++++ DATA SHOWN

PR #7123, opened 2020-12-08
Info.plist fixes

paulb777:
- Add Info.plist to all static framework builds since SPM needs them in binary xcframeworks
- Fix the version in generated Info.plist's
- Simplify shell command logging to eliminate or make more rare a race condition crash

Tested by verifying zip and Carthage directory diffs

#no-changelog

### DIFF
--- a/ReleaseTooling/Sources/ZipBuilder/CarthageUtils.swift
+++ b/ReleaseTooling/Sources/ZipBuilder/CarthageUtils.swift
@@ -119,7 +119,10 @@ extension CarthageUtils {
       // Analytics includes all the Core frameworks and Firebase module, do extra work to package
       // it.
       if product == "FirebaseAnalytics" {
-        createFirebaseFramework(inDir: fullPath, rootDir: packagedDir, templateDir: templateDir)
+        createFirebaseFramework(version: firebaseVersion,
+                                inDir: fullPath,
+                                rootDir: packagedDir,
+                                templateDir: templateDir)
 
         // Copy the NOTICES file from FirebaseCore.
         let noticesName = "NOTICES"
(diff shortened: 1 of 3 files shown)


ReleaseTooling/Sources/ZipBuilder/CarthageUtils.swift
```diff
@@ -286,12 +291,14 @@ extension CarthageUtils {
...
+    generatePlistContents(forName: "Firebase", withVersion: version, to: frameworkDir)
   }
 
-  static func generatePlistContents(forName name: String, to location: URL) {
+  static func generatePlistContents(forName name: String,
+                                    withVersion version: String,
+                                    to location: URL) {
     let plist: [String: String] = ["CFBundleIdentifier": "com.firebase.Firebase-\(name)",
-                                   "CFBundleInfoDictionaryVersion": "6.0",
+                                   "CFBundleInfoDictionaryVersion": version,
```
ryanwilson, line 301: I'm not sure this should be the pod version, this is the version of the Info.plist structure: https://developer.apple.com/documentation/bundleresources/information_property_list/cfbundleinfodictionaryversion?language=objc

Instead I think we should change the [`CFBundleVersion`](https://developer.apple.com/documentation/bundleresources/information_property_list/cfbundleversion?language=objc) and maybe even [`CFBundleShortVersionString`](https://developer.apple.com/documentation/bundleresources/information_property_list/cfbundleshortversionstring?language=objc)

paulb777: Good catch! The 6.0 threw me off :)

ryanwilson (approved):
Thanks!

PR #7740, opened 2021-03-17
Fix pod lib lint for watchOS + add CI test

ryanwilson:
#no-changelog

### DIFF
--- a/FirebaseDatabase/Sources/Realtime/FWebSocketConnection.m
+++ b/FirebaseDatabase/Sources/Realtime/FWebSocketConnection.m
@@ -327,11 +327,15 @@
 }
 
 - (void)receiveWebSocketData {
-    __weak FWebSocketConnection *weakSelf = self;
+    __weak __autotype *weakSelf = self;
     [self.webSocketTask receiveMessageWithCompletionHandler:^(
                             NSURLSessionWebSocketMessage *_Nullable message,
                             NSError *_Nullable error) {
-      FWebSocketConnection *strongSelf = weakSelf;
+      __autotype *strongSelf = weakSelf;
+      if (strongSelf == nil ) {
+        return;
+      }
+
       if (message) {
           [strongSelf handleIncomingFrame:message.string];
       } else if (error && !strongSelf->isClosed) {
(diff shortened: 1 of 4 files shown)


FirebaseDatabase/Tests/Helpers/FIRFakeApp.m
```diff
@@ -47,23 +47,6 @@ @interface FIRComponentContainer (TestInternal)
 @property(nonatomic, strong) NSMutableDictionary<NSString *, FIRComponentCreationBlock> *components;
 @end
 
-@interface FIRComponentContainer (TestInternalImplementations)
```
ryanwilson, line 50: These are already defined in FIRComponentTestUtilities.m in SharedTestUtilities

FirebaseDatabase/Sources/Realtime/FWebSocketConnection.m
```diff
@@ -327,20 +327,22 @@ - (void)URLSession:(NSURLSession *)session
 }
 
 - (void)receiveWebSocketData {
+    __weak FWebSocketConnection *weakSelf = self;
```
maksymmalyhin, line 330: I find `__weak __autotype weakSelf = self` as it is more compact and is better handled by Xcode refactoring (no need to be changed), but it's definitely up to you.

FirebaseDatabase/Sources/Realtime/FWebSocketConnection.m
```diff
@@ -327,20 +327,22 @@ - (void)URLSession:(NSURLSession *)session
...
     [self.webSocketTask receiveMessageWithCompletionHandler:^(
                             NSURLSessionWebSocketMessage *_Nullable message,
                             NSError *_Nullable error) {
+      FWebSocketConnection *strongSelf = weakSelf;
```
maksymmalyhin, line 334: nit: I think the common pattern to exit early if `strongSelf == nil`, but it'll be fine if we don't in this particular case.

maksymmalyhin (approved):

FirebaseDatabase/Sources/Realtime/FWebSocketConnection.m
```diff
@@ -327,20 +327,26 @@ - (void)URLSession:(NSURLSession *)session
 }
 
 - (void)receiveWebSocketData {
+    __weak __autotype *weakSelf = self;
```
maksymmalyhin, line 330: I think there is a typo here and it should be `__weak __auto_type weakSelf = self;`. I can post a commit if it's already late for you.

PR #7741, opened 2021-03-17
Resolve new SPM package install warning

paulb777:
Also update scheme for recent new targets added.


maksymmalyhin (approved):
👍

paulb777:
cc: @var-const @wu-hui

PR #7748, opened 2021-03-18
Consistent podspec minimum version management

paulb777:
Background is that we need a different set of platforms for libraries and tests when the library supports watchOS since tests aren't supported with watchOS and CocoaPods even with Xcode 12.5.

Current plan is for watchOS CI to be SPM only


paulb777:
Confirmed that CI failures are only because of recent Analytics breakage

ryanwilson (approved):
Nice cleanup!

++++++++

Each line above where the word "withVersion" occurs should be returned in full.

+    generatePlistContents(forName: "Firebase", withVersion: version, to: frameworkDir)
+                                    withVersion version: String,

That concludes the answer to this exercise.